## YOUR OBJECTIVE:
Line by line, give the data again exactly as it appears.

## Collected data:
"""

PR #18713, opened 2023-11-13
[Testing] Added UI Test for manual test D24

### LINKED ISSUE #18712: [Testing] Create UI Test for manual test D24
### Description

Create UI Test for manual test D24.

"""

## OUTPUT OF THE EXERCISE:
PR #18713, opened 2023-11-13
[Testing] Added UI Test for manual test D24

### LINKED ISSUE #18712: [Testing] Create UI Test for manual test D24
### Description

Create UI Test for manual test D24.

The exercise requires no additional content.